=== DATA SUPPLIED ===

PR #9966, opened 2022-08-04
C#: Disable CLR tracer

hvitved:
~Also remove old tracer configs, as we now use the Lua tracer.~


csharp/tools/linux64/compiler-tracing.spec
```diff
@@ -1,16 +0,0 @@
-**/mcs.exe:
```
criemen, line 1: Can we keep those files around for a bit longer?
Right now, we still have the option to switch to the legacy tracer, either via a command-line flag, or via a code-scanning wide feature flag. For that, we still need the legacy configs for some weeks longer.
The whole thing is only as a backup, in case we have some fatal issue with Lua tracing.

criemen (approved):

michaelnebel (approved):
LGTM!

PR #9970, opened 2022-08-04
Java: Improve performance of ConfusingOverloading.

aschackmull:
The
```
  exists(RefType commonSubtype | hasSubtypeOrInstantiation*(t1, commonSubtype) |
    hasSubtypeOrInstantiation*(t2, commonSubtype)
  )
```
construction is very expensive, so this change magics that as much as possible, including by noting that the above snippet implies `haveIntersection(t1, t2)` (the converse doesn't hold).

There's also a minor bugfix to account for `t1 = t2` for primitive types.


aschackmull:
dca looks good.

atorralba (approved):
Looks plausible to me.

PR #9971, opened 2022-08-04
C++: Handle all forms of constant attribute arguments

jketema:


cpp/ql/lib/semmle/code/cpp/Specifier.qll
```diff
@@ -256,9 +256,13 @@ class AttributeArgument extends Element, @attribute_arg {
 
   /**
    * Gets the text for the value of this argument, if its value is
-   * a string or a number.
+   * a constant or token.
```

===

● **REQUIRED ACTION**:
Return every record above exactly, line by line.

● **SOLVED PROBLEM**:
PR #9966, opened 2022-08-04
C#: Disable CLR tracer

hvitved:
~Also remove old tracer configs, as we now use the Lua tracer.~


csharp/tools/linux64/compiler-tracing.spec
```diff
@@ -1,16 +0,0 @@
-**/mcs.exe:
```
criemen, line 1: Can we keep those files around for a bit longer?
Right now, we still have the option to switch to the legacy tracer, either via a command-line flag, or via a code-scanning wide feature flag. For that, we still need the legacy configs for some weeks longer.
The whole thing is only as a backup, in case we have some fatal issue with Lua tracing.

criemen (approved):

michaelnebel (approved):
LGTM!

PR #9970, opened 2022-08-04
Java: Improve performance of ConfusingOverloading.

aschackmull:
The
```
  exists(RefType commonSubtype | hasSubtypeOrInstantiation*(t1, commonSubtype) |
    hasSubtypeOrInstantiation*(t2, commonSubtype)
  )
```
construction is very expensive, so this change magics that as much as possible, including by noting that the above snippet implies `haveIntersection(t1, t2)` (the converse doesn't hold).

There's also a minor bugfix to account for `t1 = t2` for primitive types.


aschackmull:
dca looks good.

atorralba (approved):
Looks plausible to me.

PR #9971, opened 2022-08-04
C++: Handle all forms of constant attribute arguments

jketema:


cpp/ql/lib/semmle/code/cpp/Specifier.qll
```diff
@@ -256,9 +256,13 @@ class AttributeArgument extends Element, @attribute_arg {
 
   /**
    * Gets the text for the value of this argument, if its value is
-   * a string or a number.
+   * a constant or token.
```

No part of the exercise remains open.